--- WHAT TO WORK ON ---
Where a line holds the word "could", copy that line from the data below.

-- DATA PROVIDED follows --

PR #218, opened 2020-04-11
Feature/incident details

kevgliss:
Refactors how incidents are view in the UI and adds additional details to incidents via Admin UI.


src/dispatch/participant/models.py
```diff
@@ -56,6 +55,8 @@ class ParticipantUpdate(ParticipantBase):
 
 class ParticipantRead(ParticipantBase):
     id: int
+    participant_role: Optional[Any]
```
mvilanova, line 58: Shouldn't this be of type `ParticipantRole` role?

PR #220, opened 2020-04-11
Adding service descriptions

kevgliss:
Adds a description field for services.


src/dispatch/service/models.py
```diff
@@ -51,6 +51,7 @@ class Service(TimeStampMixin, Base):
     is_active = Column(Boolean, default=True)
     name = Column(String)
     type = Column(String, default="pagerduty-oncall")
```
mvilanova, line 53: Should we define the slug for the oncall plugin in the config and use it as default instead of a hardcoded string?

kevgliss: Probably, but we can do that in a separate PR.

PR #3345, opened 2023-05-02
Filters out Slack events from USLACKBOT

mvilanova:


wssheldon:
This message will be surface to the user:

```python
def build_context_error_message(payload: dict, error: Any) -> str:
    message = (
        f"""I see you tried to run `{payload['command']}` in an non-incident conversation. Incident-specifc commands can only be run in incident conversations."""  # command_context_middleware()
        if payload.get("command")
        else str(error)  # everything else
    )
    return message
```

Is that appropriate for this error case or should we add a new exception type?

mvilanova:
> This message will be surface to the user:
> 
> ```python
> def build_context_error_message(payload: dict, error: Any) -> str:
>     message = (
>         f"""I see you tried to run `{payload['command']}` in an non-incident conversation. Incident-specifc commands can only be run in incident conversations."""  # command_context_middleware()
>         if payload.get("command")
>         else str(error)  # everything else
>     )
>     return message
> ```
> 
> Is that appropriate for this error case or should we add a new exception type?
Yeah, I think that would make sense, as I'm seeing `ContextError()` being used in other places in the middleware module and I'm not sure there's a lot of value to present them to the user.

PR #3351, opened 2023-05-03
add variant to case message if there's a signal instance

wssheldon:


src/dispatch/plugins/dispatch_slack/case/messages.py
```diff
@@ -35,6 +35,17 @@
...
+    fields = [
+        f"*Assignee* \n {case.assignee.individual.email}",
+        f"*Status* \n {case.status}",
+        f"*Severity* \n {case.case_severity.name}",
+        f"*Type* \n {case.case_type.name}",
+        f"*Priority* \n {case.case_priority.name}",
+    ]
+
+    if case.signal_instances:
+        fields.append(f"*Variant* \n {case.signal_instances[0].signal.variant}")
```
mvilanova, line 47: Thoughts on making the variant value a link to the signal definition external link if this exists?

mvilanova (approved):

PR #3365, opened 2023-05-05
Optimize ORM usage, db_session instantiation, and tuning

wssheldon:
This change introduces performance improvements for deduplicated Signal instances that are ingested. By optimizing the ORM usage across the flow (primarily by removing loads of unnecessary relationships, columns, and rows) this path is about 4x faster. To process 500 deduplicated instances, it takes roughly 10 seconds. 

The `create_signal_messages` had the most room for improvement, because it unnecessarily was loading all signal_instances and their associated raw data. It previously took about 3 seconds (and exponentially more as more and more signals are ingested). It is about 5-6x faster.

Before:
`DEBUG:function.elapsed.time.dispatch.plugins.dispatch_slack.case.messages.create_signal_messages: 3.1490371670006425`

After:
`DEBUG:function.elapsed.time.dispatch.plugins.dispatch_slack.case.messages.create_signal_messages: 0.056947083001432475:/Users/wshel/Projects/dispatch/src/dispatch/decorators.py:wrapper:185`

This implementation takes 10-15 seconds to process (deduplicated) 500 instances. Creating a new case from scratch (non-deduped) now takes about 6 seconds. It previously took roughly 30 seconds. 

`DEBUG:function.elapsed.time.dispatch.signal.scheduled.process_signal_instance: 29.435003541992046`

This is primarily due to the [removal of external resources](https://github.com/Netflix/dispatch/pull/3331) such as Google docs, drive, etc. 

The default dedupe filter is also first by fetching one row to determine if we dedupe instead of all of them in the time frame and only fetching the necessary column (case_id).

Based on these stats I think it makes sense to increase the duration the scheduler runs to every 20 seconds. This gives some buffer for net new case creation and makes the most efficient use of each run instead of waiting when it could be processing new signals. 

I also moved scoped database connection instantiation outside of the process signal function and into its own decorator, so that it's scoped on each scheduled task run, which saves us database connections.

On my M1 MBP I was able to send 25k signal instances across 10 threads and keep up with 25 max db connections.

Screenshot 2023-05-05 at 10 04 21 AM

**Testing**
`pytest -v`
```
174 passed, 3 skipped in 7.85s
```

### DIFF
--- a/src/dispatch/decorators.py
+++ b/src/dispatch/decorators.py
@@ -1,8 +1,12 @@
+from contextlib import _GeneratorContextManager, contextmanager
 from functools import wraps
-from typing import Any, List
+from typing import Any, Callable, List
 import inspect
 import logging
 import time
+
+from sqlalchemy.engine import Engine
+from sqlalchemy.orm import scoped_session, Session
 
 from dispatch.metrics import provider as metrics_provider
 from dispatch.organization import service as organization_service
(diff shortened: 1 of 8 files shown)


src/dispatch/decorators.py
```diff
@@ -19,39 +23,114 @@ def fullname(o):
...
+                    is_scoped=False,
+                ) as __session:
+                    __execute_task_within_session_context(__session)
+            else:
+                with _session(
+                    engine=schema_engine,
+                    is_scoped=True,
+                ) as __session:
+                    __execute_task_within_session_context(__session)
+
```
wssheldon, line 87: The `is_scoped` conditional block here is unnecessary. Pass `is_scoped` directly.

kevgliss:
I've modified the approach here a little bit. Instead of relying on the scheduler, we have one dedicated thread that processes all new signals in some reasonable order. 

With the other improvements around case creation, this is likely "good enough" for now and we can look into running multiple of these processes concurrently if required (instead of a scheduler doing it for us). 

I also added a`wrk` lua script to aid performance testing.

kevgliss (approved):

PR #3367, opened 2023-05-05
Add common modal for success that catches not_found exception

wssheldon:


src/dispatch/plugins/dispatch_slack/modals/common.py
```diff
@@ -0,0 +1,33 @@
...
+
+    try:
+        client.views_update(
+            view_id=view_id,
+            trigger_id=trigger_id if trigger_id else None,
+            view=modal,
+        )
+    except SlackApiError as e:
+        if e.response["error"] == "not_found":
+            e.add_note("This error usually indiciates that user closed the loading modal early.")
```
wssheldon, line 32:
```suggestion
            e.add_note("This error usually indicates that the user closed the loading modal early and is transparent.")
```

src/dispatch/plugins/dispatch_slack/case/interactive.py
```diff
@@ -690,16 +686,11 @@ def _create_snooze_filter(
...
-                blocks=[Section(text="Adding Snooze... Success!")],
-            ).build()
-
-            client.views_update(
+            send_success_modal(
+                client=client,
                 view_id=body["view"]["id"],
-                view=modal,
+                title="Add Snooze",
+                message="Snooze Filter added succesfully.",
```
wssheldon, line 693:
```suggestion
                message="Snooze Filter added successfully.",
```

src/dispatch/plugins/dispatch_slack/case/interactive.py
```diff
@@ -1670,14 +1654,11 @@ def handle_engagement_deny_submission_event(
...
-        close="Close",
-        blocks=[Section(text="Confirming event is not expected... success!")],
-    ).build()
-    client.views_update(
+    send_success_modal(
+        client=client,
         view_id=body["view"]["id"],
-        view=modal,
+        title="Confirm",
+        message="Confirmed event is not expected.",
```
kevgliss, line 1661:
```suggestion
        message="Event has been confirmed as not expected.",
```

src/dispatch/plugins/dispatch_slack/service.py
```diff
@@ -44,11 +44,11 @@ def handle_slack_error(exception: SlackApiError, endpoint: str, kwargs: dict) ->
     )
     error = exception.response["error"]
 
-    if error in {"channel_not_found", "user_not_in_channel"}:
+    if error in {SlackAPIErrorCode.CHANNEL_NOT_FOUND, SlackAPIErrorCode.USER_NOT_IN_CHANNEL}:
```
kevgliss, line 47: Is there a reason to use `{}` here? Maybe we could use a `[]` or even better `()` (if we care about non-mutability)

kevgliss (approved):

-- DATA PROVIDED concluded --

--- RESULT OF THE EXERCISE ---
Based on these stats I think it makes sense to increase the duration the scheduler runs to every 20 seconds. This gives some buffer for net new case creation and makes the most efficient use of each run instead of waiting when it could be processing new signals. 
kevgliss, line 47: Is there a reason to use `{}` here? Maybe we could use a `[]` or even better `()` (if we care about non-mutability)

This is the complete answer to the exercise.